A previous slice of Five Fingers, dealing with mathematics since 1800, was brought out by Dover with the title The Search for Certainty. That was also the title of part VIII of Five Fingers, from whence it came. There were a few bits of added material, but most of the articles were exactly the same.

The current selection has a more complex relation to the original: it collects (most of the) articles from parts IV (European Mathematics During the "Dark Ages"), VI (The Revitalization of European Mathematics), and VII (Mathematical Responses to a Mechanistic World Outlook)  of the original book and spans a much broader period, about 1000 to 1800. Apart from preface, notes, bibliography and other ancillary material, the new items here are a three-page introduction entitled "Perspective: The European Mathematical Awakening" and "Historical Exhibit 9", which shows multiplication algorithms of the 15th and 16th centuries.

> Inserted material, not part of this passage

PR #117, opened 2024-10-16
feature/multifile-id-job-updates

BrianWhitneyAI:
### Description 
The purpose of this PR is to resolve [TODO ](https://github.com/aics-int/aics-file-upload-app/blob/main/src/renderer/containers/App/handleUploadJobUpdates.ts#L103-L106) and use `multifile` service field in place of existing logic.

The majority of the articles were originally published by The Mathematics Teacher in the 1950s or 1960s, which must have been a golden era for historical material in that journal. It is good to have them gathered here, though of course one must be cautious about checking the accuracy of 50-year-old material. In many cases, Swetz has appended a brief editorial note pointing to more recent publications dealing with the material in the article, making this version more useful than the original Five Fingers version.

Three articles from MAA journals are included. From the American Mathematical Monthly in 1919, "Leonardo of Pisa and His Liber Quadratorum" is a useful survey of that work that gets extra points from me for not using "Fibonacci" in the title. From the College Mathematics Journal in 1987 come two well-known articles: Fred Rickey's "Newton: Man, Myth, and Mathematics" and Bill Dunham's "The Bernoullis and the Harmonic Series"; the latter eventually became a chapter in Journey through Genius.

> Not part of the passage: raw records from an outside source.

PR #118, opened 2024-10-17
feature/multifile-id-job-updates

BrianWhitneyAI:
### Description 
The purpose of this PR is to resolve [TODO ](https://github.com/aics-int/aics-file-upload-app/blob/main/src/renderer/containers/App/handleUploadJobUpdates.ts#L103-L106) and use `multifile` service field in place of existing logic.

### DIFF
--- a/src/renderer/containers/App/handleUploadJobUpdates.ts
+++ b/src/renderer/containers/App/handleUploadJobUpdates.ts
@@ -73,6 +73,7 @@ function handleFSSMultifileJobUpdate(job: FSSUpload, dispatch: Dispatch<any>) {
       })
     );
   }
+  // TODO?: Maybe raise error here if there is no subfiles?
 }
 
 /**
@@ -100,9 +101,7 @@ export function handleUploadJobUpdates(job: JSSJob, dispatch: Dispatch<any>) {
       dispatch(receiveFSSJobCompletionUpdate(fssJob));
     } else {
         // Otherwise, report progress
-        // TODO Multifile FSS jobs are currently identifiable by their service_fields.subfiles property,
-        //       but more ideally would just be labeled with something like "multifile: true".
-        if (fssJob.serviceFields?.subfiles) {
+        if (fssJob.serviceFields?.multifile) {
             handleFSSMultifileJobUpdate(fssJob, dispatch);
         } else {
             handleFSSJobUpdate(fssJob, dispatch);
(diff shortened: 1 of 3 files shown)


src/renderer/containers/App/handleUploadJobUpdates.ts
```diff
@@ -73,6 +73,7 @@ function handleFSSMultifileJobUpdate(job: FSSUpload, dispatch: Dispatch<any>) {
       })
     );
   }
+  // TODO?: Maybe raise error here if there is no subfiles?
```
saeliddp, line 76: Good point. When FSS first creates an upload tracking job, there is no `serviceFields.subfiles` property. While I'm not sure exactly when in the upload FUA will get the first job update, it's possible that the very first update of a valid multifile upload will have no subfiles.

saeliddp (approved):

src/renderer/containers/App/handleUploadJobUpdates.ts
```diff
@@ -100,9 +101,7 @@ export function handleUploadJobUpdates(job: JSSJob, dispatch: Dispatch<any>) {
       dispatch(receiveFSSJobCompletionUpdate(fssJob));
     } else {
         // Otherwise, report progress
-        // TODO Multifile FSS jobs are currently identifiable by their service_fields.subfiles property,
-        //       but more ideally would just be labeled with something like "multifile: true".
-        if (fssJob.serviceFields?.subfiles) {
+        if (fssJob.serviceFields?.multifile) {
```
tyler-foster, line 104: Since this field ended up being `multifile` instead of `isMultifile`, maybe we should explicitly check this as `fssJob.serviceFields?.multifile === true`?

src/renderer/containers/App/handleUploadJobUpdates.ts
tyler-foster: Yeah, good point. There should be at least one place around here where the `subfiles` property is used to do some math - let's make sure there's a check, wherever that happens, for the existence of the `subfiles` property to begin with.

BrianWhitneyAI: We look at it [here ](https://github.com/aics-int/aics-file-upload-app/blob/734c6b07a5baa3e7c53f99d177ae067045f1074b/src/renderer/containers/App/handleUploadJobUpdates.ts#L64)

tyler-foster (approved):

SeanLeRoy (approved):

I'll point out one missed opportunity: Swetz includes a couple of articles on the introduction of decimal fractions in Europe, but does not include two brilliant (and hard to find) articles by David Fowler: "400 Years of Decimal Fractions" and "400.25 Years of Decimal Fractions", both from Mathematics Teaching, which I think is the British equivalent of our The Mathematics Teacher

The European Mathematical Awakening is a very useful collection of historical articles that can, among other things, be used as side reading for a history of mathematics course focusing on this period. (I did that recently with The Search for Certainty.) Students will love the fact that it is affordable and easy to read, and some of the articles may be useful jumping-off points for further research.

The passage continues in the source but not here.